Among the three loss functions, MAE consistently exhibited smoother convergence and lower validation errors (Figure 4). This relative stability can be attributed to the statistical properties of the task: while MSE penalizes large deviations quadratically and thus overreacts to extreme values, MAE imposes only linear penalties, making it more robust to the heavy-tailed and skewed distribution of ROI values. In practical terms, this meant that models trained with MAE were less distracted by outliers and instead generalized more reliably across the bulk of samples. Huber loss, designed as a compromise between the two, achieved intermediate behavior but did not match the robustness of MAE under these conditions.

The EfficientNet B3 configurations, although methodically trained, consistently fall short in generalization. Validation errors remain higher than those of EfficientNet B1, particularly evident in MAE where the difference is multiple fold. The MSE losses for EfficientNet B3 hover with negative train–validation gaps, hinting at a persistent underfitting tendency. Even in Huber, where the validation values are somewhat reasonable, the train–validation deltas remain significant enough to undermine reliability. In short, the EfficientNet B3 models appear ill-suited for this problem space: their capacity or architecture, while not without merit, cannot achieve the same balance of accuracy and stability as EfficientNet B1 (Table 2).

Model capacity interacts unfavorably with this dataset. With mode 0 and MAE, B3 converges to validation losses around 0.084 (dropout 0.5−0.8), roughly 5× higher than B1’s 0.015−0.017, and does so with negative gaps (Δ ≈ −0.009 to −0.010), indicative of underfitting or over-regularization. A similar but milder picture appears under Huber: B3 attains 0.062−0.066 versus B1’s 0.061−0.062, again with slightly negative gaps. Together with the flatter late-epoch slopes in Figure 4, this suggests that B3’s extra capacity (combined with strong dropout) does not translate into better generalization given the sample complexity and label noise of ROI.

When we turn to mode 1 experiments—especially those with EfficientNet B1 at higher dropout—the specter of overfitting is unmistakable. Training losses fall to impressively low levels, yet validation losses inflate, sometimes catastrophically so. For example, MSE validation error soars above 5, with a delta exceeding 5.7, despite training losses remaining vanishingly small (Table 2). This is not a case of marginal overfitting but a collapse of generalization. Even in MAE and Huber, where the magnitude is less dramatic, the gap remains substantial. These results are a cautionary note: structural choices in the training regime can undo otherwise strong architectures (Table 2).

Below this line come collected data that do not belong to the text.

PR #207, opened 2018-05-07
Add comma_last to BibTexWriter.

u55:
Closes #206.

PR #219, opened 2018-09-07
New add_trailing_comma option in BibTexWriter. Closes #206, with tests.

### LINKED ISSUE #206: ENH: Optional last comma in BibTexWriter
BibTeX allows the comma to be optional at the end of the last field in an entry. Currently, `BibTexWriter` only writes entries with this comma missing, but I would like to have the option of including it.  For example, both of these entries are valid:
```
@ARTICLE{Cesar2013,
  author = {Jean Cesar},
  title = {An amazing title}
}
@ARTICLE{Cesar2013,
  author = {Jean Cesar},
  title = {An amazing title},
}
```
Including the ending comma has the advantage that if I later manually add a new field at the end, I don't have to modify the previous line. This also makes for cleaner file diffs.

I am thinking of something as simple as adding `self.comma_last=False` to `BibTexWriter.__init__`, and modifying [the ending line of `BibTexWriter._entry_to_bibtex`](https://github.com/sciunto-org/python-bibtexparser/blob/f5b1bf8cceeba88367c9e1598133df83b60d80c7/bibtexparser/bwriter.py#L139) to be:

```python
if self.comma_last:
    bibtex += ",\n}\n" + self.entry_separator
else:
    bibtex += "\n}\n" + self.entry_separator
```
Thanks.

u55:


u55:
This is a rebased replacement for pull request #207 which closes issue #206.

PR #234, opened 2019-02-17
common strings where not present on parsing for months

agramfort:
I need this "hack" to have the months properly recognized.

### DIFF
--- a/bibtexparser/bibdatabase.py
+++ b/bibtexparser/bibdatabase.py
@@ -72,6 +72,7 @@ class BibDatabase(object):
 
         #: List of fields that should not be updated when resolving crossrefs
         self._not_updated_by_crossref = ['_FROM_CROSSREF']
+        self.load_common_strings()
 
     def load_common_strings(self):
         self.strings.update(COMMON_STRINGS)


omangin:
Hi @agramfort. Thank you for your contribution. Could you be more explicit on the situation where this hack is needed?

It could be that what you need is to set the `common_strings=true` in the parser constructor: this is the place where it is handled currently. If you are directly using the `Database` class you can call the method manually. (See also the note in [this tutorial section](https://bibtexparser.readthedocs.io/en/master/tutorial.html#simplest-call).)

agramfort:
I did this:

```
import bibtexparser

with open('./data/Gramfort.bib') as bib:
    bib_str = bib.read()

records = bibtexparser.loads(bib_str)
```

file is here https://github.com/agramfort/alexandre.gramfort.net/blob/master/data/Gramfort.bib

I started to see the problem when updating bibtexparser (that I had not updated in > 2 years)

omangin:
Thanks. And, yes, the API changed in the last two years! Your bibtex file contains attributes like `month = Jun` where the right part is not a regular bibtex value but assumes that a bibtex string named `Jun` is defined. This is not purely bibtex but is common, so it is now not handled by default but if you pass the option `common_string` to the parser constructor. As mentioned in the tutorial linked above, the `load` function that you are using hides the creation of the parser so you have to be explicit instead and use instead:
```python
bib_database = bibtexparser.bparser.BibTexParser(common_strings=True).parse(bibtex_str)
```

Issue #195, opened 2018-03-09
Option to exclude fields from export/writer


ar-jan:
An option to omit specified fields from the BibTexWriter would be useful (unless I've missed some other way to achieve this, of course!). We could parse the bibtex database and remove fields, but I have a situation where I need a field to be in the bibtex database for sorting, but it should not be exported.

omangin:
Indeed, that would be a valuable option since I believe it is a common use case. It should also be pretty straightforward to implement.

MiWeiss:
Stale pull request for v1. Easily implementable for v2 through custom middleware (currently no builtin).

PR #250, opened 2020-02-05
Select fields for export with BibTexWriter class

andrejberg:
Now a list can be given of fields. Only those fields are returned in BibTexWriter is used to generate a string. This is not exactly what was asked in issue #195 but it should do the job.

### DIFF
--- a/bibtexparser/bwriter.py
+++ b/bibtexparser/bwriter.py
@@ -77,6 +77,9 @@ class BibTexWriter(object):
         self._max_field_width = 0
         #: Whether common strings are written
         self.common_strings = write_common_strings
+        #: Define which fields will be written out for entries (list)
+        #: default is empty list: all available fields are writen
+        self.export_fields = []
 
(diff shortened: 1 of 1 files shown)


MiWeiss:
Hi @andrejberg. 

I just joined the project and wanted to give you a quick heads up. 

In principle, I like the proposition. However, I am a bit worried that we're starting to overload the writer parameters. If we add this, it won't take long until we'll add an "exclude_fields" besides the here proposed "include_fields", and I see a range of other additions suggested in other issues. Maybe it would be more sustainable if we made this a bit bigger, and added the option to pass in customization functions, similar to the parsing.

I'll thus keep this open for just a bit longer, until a decision on the above was taken.

MiWeiss:
Close as stale: No reaction to previous comments. Also, workaround easily implementable by just modifying the BibTeX database entries directly or by writing a simple customizer on parsing.

PR #251, opened 2020-02-21
Use https://doi.org/ for DOIs

kno10:
New DOI url style.


sciunto:
Thank you, good to switch to https as well.

PR #255, opened 2020-03-25
Remove shebang lines from non-executable Python files

flyn-org:
I came across this while packaging python-bibtexparser for Fedora. See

Regularization helps within mode 0 but cannot rescue mode 1. For the B1 and MAE combination, raising the dropout rate from 0.5 to 0.8 under mode 0 marginally improves validation (from 0.0170 to 0.0155) while keeping the gaps small (from 0.0092 to 0.0071). Under mode 1, however, the same adjustment cannot prevent overfitting, as the MAE only decreases from 0.0675 to 0.0650 while the gaps remain substantial, declining only from 0.0313 to 0.0271. Huber follows the same trend. Thus, dropout fine-tunes stability only when the structural condition (mode 0) is satisfied.

In contrast, the most reliable outcomes emerge from EfficientNet B1 with mode 0, whether dropout is 0.5 or 0.8. Here validation losses are small, absolute deltas are negligible, and the curves chart a steady and balanced descent. MAE validation errors are as low as 0.015−0.017 with deltas under 0.01, Huber shows similar tight behavior, and even MSE maintains stable, parallel trajectories (Figure 4). These are models that converge not only mathematically but in spirit: they demonstrate the discipline of learning without overextension, and the grace of balance between fitting the known and preparing for the unknown.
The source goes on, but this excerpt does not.